- [Exercise]
Copy every line from the records below that carries the word "enum".

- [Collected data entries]
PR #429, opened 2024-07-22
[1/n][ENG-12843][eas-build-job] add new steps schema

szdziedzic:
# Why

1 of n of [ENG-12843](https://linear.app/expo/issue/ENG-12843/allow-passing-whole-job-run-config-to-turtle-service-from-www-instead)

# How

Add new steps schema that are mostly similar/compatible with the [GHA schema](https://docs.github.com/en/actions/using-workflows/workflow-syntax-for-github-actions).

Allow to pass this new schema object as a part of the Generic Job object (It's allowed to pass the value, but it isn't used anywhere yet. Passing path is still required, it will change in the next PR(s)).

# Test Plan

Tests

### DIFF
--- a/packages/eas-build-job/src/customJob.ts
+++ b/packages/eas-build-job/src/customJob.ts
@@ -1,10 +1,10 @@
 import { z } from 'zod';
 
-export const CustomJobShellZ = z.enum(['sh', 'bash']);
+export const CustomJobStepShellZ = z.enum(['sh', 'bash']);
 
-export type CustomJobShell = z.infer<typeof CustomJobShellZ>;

- [Written response]
-export const CustomJobShellZ = z.enum(['sh', 'bash']);
+export const CustomJobStepShellZ = z.enum(['sh', 'bash']);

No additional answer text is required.